### Problem description
Where the word "common" shows up in a line below, that line is counted. State how many lines are counted, without any other words.

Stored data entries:
---+---
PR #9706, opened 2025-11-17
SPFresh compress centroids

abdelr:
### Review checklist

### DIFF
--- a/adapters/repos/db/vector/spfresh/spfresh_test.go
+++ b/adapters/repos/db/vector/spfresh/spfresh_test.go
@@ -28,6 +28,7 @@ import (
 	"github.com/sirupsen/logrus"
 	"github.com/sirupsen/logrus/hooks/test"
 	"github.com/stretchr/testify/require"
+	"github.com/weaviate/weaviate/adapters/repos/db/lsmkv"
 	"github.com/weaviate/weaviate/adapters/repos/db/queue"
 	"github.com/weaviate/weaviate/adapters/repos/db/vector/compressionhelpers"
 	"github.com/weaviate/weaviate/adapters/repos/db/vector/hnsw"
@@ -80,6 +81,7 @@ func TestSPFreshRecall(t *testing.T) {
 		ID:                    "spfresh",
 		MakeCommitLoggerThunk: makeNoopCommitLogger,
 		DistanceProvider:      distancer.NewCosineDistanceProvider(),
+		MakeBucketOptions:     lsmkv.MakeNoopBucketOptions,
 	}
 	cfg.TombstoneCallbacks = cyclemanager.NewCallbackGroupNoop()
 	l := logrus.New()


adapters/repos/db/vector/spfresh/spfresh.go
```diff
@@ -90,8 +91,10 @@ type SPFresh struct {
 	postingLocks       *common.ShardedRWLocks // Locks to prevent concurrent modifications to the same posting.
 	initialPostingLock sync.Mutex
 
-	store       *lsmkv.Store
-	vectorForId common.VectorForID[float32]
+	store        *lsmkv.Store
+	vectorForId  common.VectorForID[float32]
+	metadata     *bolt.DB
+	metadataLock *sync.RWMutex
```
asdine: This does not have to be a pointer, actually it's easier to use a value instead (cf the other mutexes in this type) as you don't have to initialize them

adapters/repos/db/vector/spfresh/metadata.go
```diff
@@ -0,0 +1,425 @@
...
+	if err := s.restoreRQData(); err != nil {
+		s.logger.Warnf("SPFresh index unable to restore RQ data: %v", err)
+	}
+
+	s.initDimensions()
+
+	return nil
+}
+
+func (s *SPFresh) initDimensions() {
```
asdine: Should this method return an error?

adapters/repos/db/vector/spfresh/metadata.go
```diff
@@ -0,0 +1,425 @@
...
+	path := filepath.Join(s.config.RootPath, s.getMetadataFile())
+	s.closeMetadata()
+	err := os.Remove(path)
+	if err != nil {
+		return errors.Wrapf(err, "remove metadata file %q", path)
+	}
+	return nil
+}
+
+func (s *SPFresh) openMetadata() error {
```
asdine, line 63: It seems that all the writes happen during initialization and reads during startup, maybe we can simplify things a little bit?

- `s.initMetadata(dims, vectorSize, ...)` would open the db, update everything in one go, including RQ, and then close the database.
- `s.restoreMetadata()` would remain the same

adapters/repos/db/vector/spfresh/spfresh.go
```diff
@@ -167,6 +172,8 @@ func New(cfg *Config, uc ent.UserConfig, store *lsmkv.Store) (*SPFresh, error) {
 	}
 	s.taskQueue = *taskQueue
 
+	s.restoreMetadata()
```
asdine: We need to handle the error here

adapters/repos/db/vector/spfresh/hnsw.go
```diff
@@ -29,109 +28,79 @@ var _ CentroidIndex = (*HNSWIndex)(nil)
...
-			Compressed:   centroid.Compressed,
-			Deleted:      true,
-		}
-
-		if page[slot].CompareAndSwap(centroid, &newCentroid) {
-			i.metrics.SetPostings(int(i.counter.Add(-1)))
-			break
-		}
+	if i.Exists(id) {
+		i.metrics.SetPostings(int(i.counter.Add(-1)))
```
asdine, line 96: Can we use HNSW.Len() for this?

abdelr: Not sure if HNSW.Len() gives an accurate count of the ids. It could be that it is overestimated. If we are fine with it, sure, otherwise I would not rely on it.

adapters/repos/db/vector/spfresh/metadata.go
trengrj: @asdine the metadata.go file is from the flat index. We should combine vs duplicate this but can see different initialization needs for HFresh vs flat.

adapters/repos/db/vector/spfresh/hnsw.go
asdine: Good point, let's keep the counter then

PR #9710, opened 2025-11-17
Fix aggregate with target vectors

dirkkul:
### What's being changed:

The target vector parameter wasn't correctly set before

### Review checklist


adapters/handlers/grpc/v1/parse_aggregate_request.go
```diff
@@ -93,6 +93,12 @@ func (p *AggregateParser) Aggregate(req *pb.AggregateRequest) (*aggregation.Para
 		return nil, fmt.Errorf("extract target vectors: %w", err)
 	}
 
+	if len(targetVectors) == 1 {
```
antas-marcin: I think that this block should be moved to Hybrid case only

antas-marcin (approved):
---+---
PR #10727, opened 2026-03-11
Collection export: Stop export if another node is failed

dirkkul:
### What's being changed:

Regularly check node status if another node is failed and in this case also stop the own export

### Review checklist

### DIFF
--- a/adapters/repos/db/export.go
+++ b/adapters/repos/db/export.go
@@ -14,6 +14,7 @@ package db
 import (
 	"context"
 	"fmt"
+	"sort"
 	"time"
---+---
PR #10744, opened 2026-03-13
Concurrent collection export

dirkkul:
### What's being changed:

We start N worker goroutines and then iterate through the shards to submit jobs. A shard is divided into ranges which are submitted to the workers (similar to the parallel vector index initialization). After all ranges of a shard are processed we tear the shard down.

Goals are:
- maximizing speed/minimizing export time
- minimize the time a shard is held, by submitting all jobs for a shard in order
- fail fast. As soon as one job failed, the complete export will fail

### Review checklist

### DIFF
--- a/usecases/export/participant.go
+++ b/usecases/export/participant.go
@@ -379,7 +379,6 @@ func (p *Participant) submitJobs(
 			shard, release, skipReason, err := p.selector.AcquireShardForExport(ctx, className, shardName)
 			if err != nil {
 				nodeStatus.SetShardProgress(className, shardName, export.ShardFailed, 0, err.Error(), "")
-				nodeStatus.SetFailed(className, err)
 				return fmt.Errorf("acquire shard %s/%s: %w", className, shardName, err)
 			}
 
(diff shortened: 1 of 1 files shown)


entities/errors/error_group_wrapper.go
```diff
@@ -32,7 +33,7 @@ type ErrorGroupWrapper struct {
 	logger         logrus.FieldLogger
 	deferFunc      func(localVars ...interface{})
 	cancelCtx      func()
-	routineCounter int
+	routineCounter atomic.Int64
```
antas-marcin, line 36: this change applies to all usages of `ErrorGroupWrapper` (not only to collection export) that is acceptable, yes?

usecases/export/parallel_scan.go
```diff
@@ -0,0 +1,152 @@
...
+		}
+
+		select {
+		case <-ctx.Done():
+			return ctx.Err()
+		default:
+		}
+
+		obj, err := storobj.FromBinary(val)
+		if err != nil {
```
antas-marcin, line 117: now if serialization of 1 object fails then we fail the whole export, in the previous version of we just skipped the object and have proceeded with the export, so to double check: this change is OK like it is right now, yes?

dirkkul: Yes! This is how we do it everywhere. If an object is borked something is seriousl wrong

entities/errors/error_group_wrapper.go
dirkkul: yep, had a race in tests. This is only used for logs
---+---
### Written answer
3